Surface Weather Map Analysis

Click here to download a map and instructions for this exercise.

Study the weather map analysis example below before trying to do the analysis.


Surface Weather Map Analysis Example

We'll use the map and data below to illustrate the analysis procedure.


Our first job will be to draw in some isobars.  To make that job easier the map has been redrawn below with just the pressure data shown.



Remember you must add either a 9 or a 10 in front of the data plotted on the map.  You must also add a decimal point.  The highest pressure value on the map is 1009.6 mb, the lowest is 994.0 mb.  Isobars are normally drawn at 4 mb increments beginning with a base value of 1000 mb.  Four allowed isobar values (the red values below) fall between the two extremes on the map:

994.0 mb     996     1000     1004     1008     1009.6 mb

Isobars will pass through any station with a value that is exactly equal to the isobar's value.  Otherwise isobars pass between pairs of stations: one with a pressure greater the other with a pressure smaller than the isobar's value.

On the map below stations with a pressure less than 996 mb have been shaded purple.  Stations with pressures between 996 mb and 1000 mb have been shaded blue.  The 996 mb isobar will separate the purple stations from the blue stations.  Stations with pressures between 1000 mb and 1004 mb have been colored green.  The 1000 mb isobar will separate the blue from the green stations.
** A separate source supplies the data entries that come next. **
PR #222, opened 2019-10-23
Add feedback in the MIDI editor when moving to next/previous track/item

### LINKED ISSUE #160: Requesting action feedback when navigating to previous and next MIDI tracks and items from within the MIDI Editor and MIDI Event List Editor
Action feedback has been requested for the following actions. I can definitely see the UX and productivity benefits if these are possible to implement.

Here are the actions we're using (all in the MIDI Editor and MIDI Event List Editor categories):
Activate next MIDI track (40835)
Activate previous MIDI track (40836)
Custom: Go to next midi item (_75564b5383268f4e8701b2465bb5e198)
Custom: Go to previous midi item (3d82f1008d23dd4c9849c028325d3743)

Also just noticed when filing this request that in the MIDI Event List Editor category, the CTRL+Down and CTRL+Up keystrokes which should be bound to "Activate next MIDI track" and "Activate previous MIDI track" are incorrectly assigned. It's a carry over from the previous key map. Surprised that got missed in testing. Apologies!

RDMurray:
Add feedback for:
* Activate next MIDI track
* Activate previous MIDI track

Add the following new actions to replace the custom actions previously assigned to Ctrl+Left and Ctrl+Right:
* OSARA: Move to previous midi item on track
* OSARA: Move to next midi item on track

Fixes #160

### DIFF
--- a/src/midiEditorCommands.cpp
+++ b/src/midiEditorCommands.cpp
@@ -506,7 +506,9 @@ void midiMoveToItem(int direction) {
 	HWND editor = MIDIEditor_GetActive();
 	MIDIEditor_OnCommand(editor, ((direction==1)?40798:40797)); // Contents: Activate next/previous MIDI media item on this track, clearing the editor first
 	MIDIEditor_OnCommand(editor, 40036); // View: Go to start of file
-	MIDIEditor_OnCommand(editor, NamedCommandLookup("_FNG_ME_SELECT_NOTES_NEAR_EDIT_CURSOR")); // SWS/FNG: Select notes nearest edit cursor
+	int cmd = NamedCommandLookup("_FNG_ME_SELECT_NOTES_NEAR_EDIT_CURSOR");
+	if(cmd>0)
+		MIDIEditor_OnCommand(editor, cmd); // SWS/FNG: Select notes nearest edit cursor
 	MediaItem_Take* take = MIDIEditor_GetTake(editor);
 	MediaItem* item = GetMediaItemTake_Item(take);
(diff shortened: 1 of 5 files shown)


RDMurray:
This fixes #160

src/midiEditorCommands.cpp
```diff
@@ -502,6 +502,65 @@ void cmdMidiSelectNotes(Command* command) {
 	outputMessage(s);
 }
 
+void midiMoveToItem(int direction) {
+	HWND editor = MIDIEditor_GetActive();
+	MIDIEditor_OnCommand(editor, ((direction==1)?40798:40797)); // Contents: Activate next/previous MIDI media item on this track, clearing the editor first
+	MIDIEditor_OnCommand(editor, 40036); // View: Go to start of file
+	MIDIEditor_OnCommand(editor, NamedCommandLookup("_FNG_ME_SELECT_NOTES_NEAR_EDIT_CURSOR")); // SWS/FNG: Select notes nearest edit cursor
```
jcsteh: While I realise the custom action relied on an SWS command and while it's generally recommended that SWS is installed, I try not to "break" things if the user doesn't have SWS installed. Can you confirm this doesn't crash or the like if SWS isn't installed? If this is a problem, working around this is probably as simple as checking the return from NamedCommandLookup and just not doing this part if it doesn't return an id. Unfortunately, the return value isn't explicitly documented for this case. I'm guessing 0, but it might also be -1.

RDMurray:
Okay, I'm checking for the returned value from NamedCommandLookup().  BTW it is 0 if the command does not exist.

PR #225, opened 2019-11-11
report position when moving item edges

RDMurray:


src/osara.h
```diff
@@ -159,6 +161,7 @@ typedef struct Command {
 	void (*execute)(Command*);
 } Command;
 extern int lastCommandRepeatCount;
+extern Command* lastCommand ;
```
jcsteh: I don't think this is needed in this patch? You're accessing lastCommand from within reaper_osara.cpp where it is defined.

src/reaper_osara.cpp
```diff
@@ -1713,6 +1713,48 @@ void cmdMoveItems(Command* command) {
...
+	// try to provide information based on the last item spoken by osara if it is selected
+	if (currentItem && ValidatePtr((void*)currentItem, "MediaItem*")
+		&& IsMediaItemSelected(currentItem)
+	) 
+	item = currentItem;
+	else if(CountSelectedMediaItems(0)>0)
+		item = GetSelectedMediaItem(0, 0);
+	else {
+		outputMessage("no items selected");
+		return;
```
jcsteh: I guess it's true that these commands always do nothing when no items are selected. Even so, I'm uncomfortable with not passing the command to REAPER. If this assumption or code is wrong in some way and the command does actually do something, this will completely prevent users from being able to do it. Of course, if they do it, it'll be reported incorrectly, but I think that's better than not passing the command at all. We can still return here; just pass the command to REAPER first.

src/reaper_osara.cpp
```diff
@@ -1713,6 +1713,48 @@ void cmdMoveItems(Command* command) {
...
+	}
+	const char* name;
```
jcsteh: This can be declared inside the `if` block below, since it's only used therein.

RDMurray:
Hi.  Okay, I made those changes.  I moved the declaration of lastCommandTime and lastCommandRepeatCount to near the top of reaper_osara.cpp along with lastCommand.  Is this okay?

Thanks

PR #227, opened 2019-11-11
Add feedback for time selection nudge commands

RDMurray:


src/reaper_osara.cpp
```diff
@@ -2261,6 +2261,25 @@ void cmdCycleMidiRecordingMode(Command* command) {
...
+	bool first= (lastCommand!=command);
+	double oldStart, oldEnd, newStart, newEnd;
+	GetSet_LoopTimeRange(false, false, &oldStart, &oldEnd, false);
+	Main_OnCommand(command->gaccel.accel.cmd, 0);
+	GetSet_LoopTimeRange(false, false, &newStart, &newEnd, false);
+	if(first) 
+		resetTimeCache();
+	ostringstream s;
+	if(newStart!=oldStart) {
+		s<<(first?"time selection start ":"");
```
jcsteh: 1. nit: Using a conditional expression here with an empty string as one of the possibilities makes this harder to read. Please use a normal if statement for this; i.e. don't output to `s` at all unless `first` is true.
2. nit: This won't matter any more when you fix 1), but I'd prefer spaces around symbols, particularly symbols like `?` and `:`.

PR #230, opened 2019-11-14
Add feedback when toggling item mute and solo

### LINKED ISSUE #172: requesting action feedback for item solo state
Right now, Osara supports item mute state, but not the solo state.
It would be very useful if it could provide the feedback for the Item properties: Toggle solo action, and say soloed where it currently says muted when going through the items.
Soloing items is something I do often, and it can currently be hard to find the soloed item if you forget which one it was that was soloed, or if you switched the focus from it, so I often have to either try to toggle solo on an item I think it was, but sometimes that doesn't work, and I have to go back and undo the solo.

RDMurray:
This reports the number of items muted and the number of items unmuted.  

It also adds feedback for item solo.  The problem with item solo is that it seams to be implemented by muting every other item in the project, not as a separate solo flag.  

Partial fix for #172 

Item solo state can't be reported as items don't appear to have a solo flag.

### DIFF
--- a/src/reaper_osara.cpp
+++ b/src/reaper_osara.cpp
@@ -894,8 +894,12 @@ void postToggleItemMute(int command) {
 		outputMessage(isItemMuted(GetSelectedMediaItem(0,0))?"muted":"unmuted");
 		return;
 	}
-	for (int i=0; i<count; i++)
-		isItemMuted(GetSelectedMediaItem(0, i))?muteCount++:unmuteCount++;
+	for (int i=0; i<count; ++i) {
+		if(isItemMuted(GetSelectedMediaItem(0, i)))
+			++muteCount;
+		else
+			++unmuteCount;
+	}
 	ostringstream s;
 	if(muteCount>0){
 		s<<muteCount<<" item"<<((muteCount==1)?"":"s") <<" muted";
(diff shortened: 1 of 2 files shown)


src/reaper_osara.cpp
```diff
@@ -871,12 +871,50 @@ void postRenameTrack(int command) {
...
+	int itemCount=CountMediaItems(0);
+	int selectedCount = CountSelectedMediaItems(0);
+	if(selectedCount==0)
 		return;
-	outputMessage(*(bool*)GetSetMediaItemInfo(item, "B_MUTE", NULL) ?
-		"muted" : "unmuted");
+	for(int i=0; i<itemCount; i++) {
+		MediaItem* item = GetMediaItem(0, i);
+		if((!isItemSelected(item)) && (!isItemMuted(item))) 
+			soloed=false;
```
jcsteh: I don't think there's any reason to continue the loop once we set this to false, so we should break here and skip pointless extra checks.

src/reaper_osara.cpp
```diff
@@ -871,12 +871,50 @@ void postRenameTrack(int command) {
...
+	}
```
jcsteh: I worry this might be slow in large projects with thousands of items. Still, I guess that might be better than no feedback. We'll have to wait and see if this is a problem in the real world.

src/reaper_osara.cpp
```diff
@@ -1033,6 +1071,7 @@ PostCommand POST_COMMANDS[] = {
 	{40118, postMoveEnvelopePoint}, // Item edit: Move items/envelope points down one track/a bit
 	{40696, postRenameTrack}, // Track: Rename last touched track
 	{40175, postToggleItemMute}, // Item properties: Toggle mute
+		{41561, postToggleItemSolo}, // Item properties: Toggle solo
```
jcsteh: Extraneous level of indentation.

src/reaper_osara.cpp
RDMurray: I tested it on a project with a ridiculous number of items, and it doesn't seam too slow.  everything else slows down about the same amount.

PR #251, opened 2020-02-28
When reviewing notes in the midi editor, play them with their actual length rather than an absolute length

### LINKED ISSUE #250: Midi editor: make note preview length reflect the length of the actual note
The osara note preview is now around 300ms. It would be helpful if the preview is equal to the actual length. Should be possible to calculate that based on bpm and note length.

Of course, chord previews would be more difficult, as notes in chords could have multiple lengths. I assume using the shortest length here would be fine. Alternatively, we need a done timer per note that turns off that particular note, but that adds much complexity with minimal effort.

Related to #249

leonardder:
When playing notes when reviewing them in the midi editor, they were played for a total time of 300ms. This pr fixes #250 by doing the following:

* Note start and end can be saved on the MidiNote struct. It also has a const method to calculate the length, simply by doing end - start.
* When playing chords or notes, we calculate start and end. For chords, we calculate the minimum length for the notes in the chord

### Known issue
When changing the pitch cursor or inserting a note, we don't have a length. Therefore, use the default length of 0.3ms. I assume we should be able to fix this for inserting a note as the note is inserted when we preview it, but we need a way to get the actual note. For pitch cursor, there's no way to do this.


leonardder:
I figured that when you can hear the length of the notes, and you have absolute pitch, reported information is mostly redundant. So, I added config parameters to enable disable reporting/previewing of notes as well. @jcsteh If you think that's a separate subject that needs to go in a separate pr, I can do that.

src/midiEditorCommands.cpp
```diff
@@ -455,6 +484,9 @@ void cmdMidiMovePitchCursor(Command* command) {
 	int chan = MIDIEditor_GetSetting_int(editor, "default_note_chan");
 	int vel = MIDIEditor_GetSetting_int(editor, "default_note_vel");
 	previewNotes(take, {{chan, pitch, vel}});
```
jcsteh: Perhaps we could use the configured insertion length as the preview length for the pitch cursor? We don't have to do that in this PR, though.

src/midiEditorCommands.cpp
```diff
@@ -455,6 +484,9 @@ void cmdMidiMovePitchCursor(Command* command) {
...
+	if (!shouldReportNotes) {
+		return;
```
jcsteh: nit: I'm a big fan of early returns where it makes things simpler, but in this case, I think it's more readable to reverse this and put the outputMessage inside the if block.

src/reaper_osara.cpp
```diff
@@ -2509,11 +2509,16 @@ map<pair<int, int>, Command*> commandsMap;
 
 const char CONFIG_SECTION[] = "osara";
 
+extern bool shouldReportNotes;
+extern bool shouldPreviewNotes;
```
jcsteh: I'd ideally prefer these options were split into a separate PR, but it's not a big deal and it's probably a bit of work to split it out now, so I'll live with it. :)

I can understand the desire to turn off note reporting. That way, you can use speech for note position and audio for the notes themselves, increasing efficiency. However, I'm not convinced we have a use case for disabling preview? Configurability can be a good thing, but only if every single option adds real value. Otherwise, it adds unnecessary UI complexity.

I'm also concerned about the possibility of someone disabling both note preview and note reporting. That seems like something the UI shouldn't allow. We'd have to use a radio button to avoid that, though: Indicate midi notes by: reporting/previewing/both... or similar.

src/midiEditorCommands.cpp
```diff
@@ -18,17 +18,30 @@
...
 typedef struct {
 	int channel;
 	int pitch;
 	int velocity;
 	int index;
+	double start;
+	double end;
+	double GetLength() const {
+		double length = end - start;
+		if (length <= 0) {
```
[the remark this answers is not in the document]
leonardder: It could be negative when providing a higher start than end. That should never happen, but just in case as you say, better safe than sorry. Note that SetTimer doesn't take negative values and therefore the interval of the timer would be uncertain.

src/midiEditorCommands.cpp
leonardder: I looked into that, but the configured insertion length is in midi ticks (ppq), and we can only convert a start and end to project time values, converting a length fails. This is what I tried:

* Converting the length from ppq to time directly
* Getting start as the cursor position, convert it to ppq, add the length ppq and convert the end back to project time

All resulted in a too short preview, probably around USER_TIMER_MINIMUM (0x0000000A) in length. If you have alternative suggestions, I'd be glad to know them.

src/reaper_osara.cpp
leonardder: I think you're true. I also noticed that Reaper also has its own note previewing in some cases, having Osara disable note preview and then Reaper preview notes would be confusing.
I removed the option for now. I'm a big fan of disabling reporting, though.

src/reaper_osara.cpp
```diff
@@ -2544,12 +2549,14 @@ INT_PTR CALLBACK config_dialogProc(HWND dialog, UINT msg, WPARAM wParam, LPARAM
 	return FALSE;
 }
 
+
```
jcsteh:
```suggestion
```

src/midiEditorCommands.cpp
jcsteh: I can understand why converting the raw length might not work, but the second surprises me. I think we'd need to get a look at the raw values we're getting back from each function to know what's going on there.

Is the insertion length from MIDIEditor_GetSetting_int even correct?

Failing that, I wonder whether MIDI_GetPPQPosFromProjTime expects a time relative to the take or something like that? That would make the two functions asymmetric, but this wouldn't be the first time I've been confused by REAPER's lack of documentation/consistency on the time base for various functions.

Alternatively, we could convert to qn time and then back, which is absolute to the project instead of per take. We'd need to calculate the length in quarter notes ourselves. Instead of using MIDIEditor_GetSetting_int, we could use GetToggleCommandState with the various insertion length action ids, converting 1/4 to 1 qn, 1/2 to 2 qn, etc.

leonardder: I'm afraid that whatever we do that relates to project time will at least always fail if it is the first note we're inserting, as the project is empty at that point.

ScottChesworth:
Hi @leonardder , just tested the new preview and reporting, great stuff! One minor UX nitpick: at the moment, disabling the new "Report MIDI notes in MIDI editor" option also disables reporting of note length. Was that by design? If so, it would be good to have that reflected in the wording of the new check box, perhaps something like "Report notes and note lengths in piano roll" would add clarity?

jcsteh:
I don't think that's necessarily true for projec time (as opposed to times
relative to a take). Certainly, when a project is empty, you can still move
to bar 10 and get a valid time in measures/beats.

Issue #252, opened 2020-03-02
Add feedback to several midi editor note parameter actions


leonardder:
I propose adding feedback to the following actions:

* Edit: Lengthen/Shorten notes one grid unit
* Edit: Move notes up/down one semitone/octave
* Edit: Note velocity +-01/10

The problem with these actions is that we need to know the note to which the action was applied. As far as I know, there is no reliable way to find out the current note, especially when the cursor is at a chord. @jcsteh: any ideas how to handle this?
Note that some of these commands already have note preview, therefore I propose additional reporting feedback for them that can be toggled with the new report note feedback option.

jcsteh:
I think those commands operate on selected notes and OSARA selects notes
when you move to a chord or note. So, you should be able to report based on
selected notes.

ScottChesworth:
This seems to have been implemented already, so closing the issue. Feel free to reopen if that's incorrect.

PR #254, opened 2020-03-03
Respect note length when previewing inserted notes

leonardder:
Follow up of #251 
Starting point for #252 

When inserting a note, we now do the following after inserting:

1. Get the selected notes in the current take. This will be the new note, along with possible other notes. If you selected a chord before inserting a note, the chord will be selected including the new note.
2. As you couldn't insert multiple notes with the same pitch, pitch is something that makes a note unique. We also know the pitch at point of inserting. Therefore, we get the newly inserted note from the selected notes by comparing it with the current pitch.
3. Then, the inserted note is played. As a bonus, it will be announced when reporting notes is on.

This pr will be the fundament of other subsequent pull requests that report action feedback for several actions that act on selected notes (#252)

### DIFF
--- a/src/midiEditorCommands.cpp
+++ b/src/midiEditorCommands.cpp
@@ -521,7 +521,7 @@ void cmdMidiInsertNote(Command* command) {
 	// Play the inserted note.
 	previewNotes(take, {note});
 	ostringstream s;
-		if (shouldReportNotes) {
+	if (shouldReportNotes) {
 		s << getMidiNoteName(take, note.pitch, note.channel) << " ";
 		s << formatTime(note.getLength(), TF_MEASURE, true, false, false);
 		s << ", ";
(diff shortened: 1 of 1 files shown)


src/midiEditorCommands.cpp
```diff
@@ -492,12 +510,24 @@ void cmdMidiInsertNote(Command* command) {
...
+	vector<MidiNote> selectedNotes = getSelectedNotes(take);
+	// Find the just inserted note based on its pitch, as that makes it unique.
+	auto note = *(find_if(
+		selectedNotes.begin(), selectedNotes.end(),
+		[pitch](MidiNote n) { return n.pitch == pitch; })
+	);
+	// Play the inserted note.
+	previewNotes(take, {note});
+	ostringstream s;
+		if (shouldReportNotes) {
```
jcsteh: nit: Extraneous tab.
```suggestion
	if (shouldReportNotes) {
```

Next we color stations with pressure between 1004 and 1008 yellow.  The 1004 mb isobar will separate the yellow and green shaded stations.  Note there is one station in the upper right corner with a pressure of exactly 1004.0 mb, the 1004 mb isobar will pass through that station. 

One station with a pressure greater than 1008 mb has been colored orange.  The 1008 mb isobar will separate this station from the other stations on the map.



The isobaric analysis is now complete.  We transfer these isobars onto the complete weather map below.   This allows us to locate a surface center of low pressure.



Also on this map an attempt has been made to identify air masses with different temperatures.  The warmest air with temperatures in the mid and lower 60s has been circled in orange.

In the next figure we will locate the cold front at the western boundary of this warm air where cold air is pushing down from the northwest.  We will locate the warm front at the northern edge of the warm air mass.



You should verify that some of the other criteria used to locate fronts (changes in wind direction, changes in moisture content, clouds and precipitation, pressure tendency) confirm these frontal locations.  Note that the warm and cold fronts both originate in the center of low pressure.  With time these fronts would rotate in a counterclockwise direction around the low pressure center.  At the same time the low pressure center would most likely be moving to the east or northeast.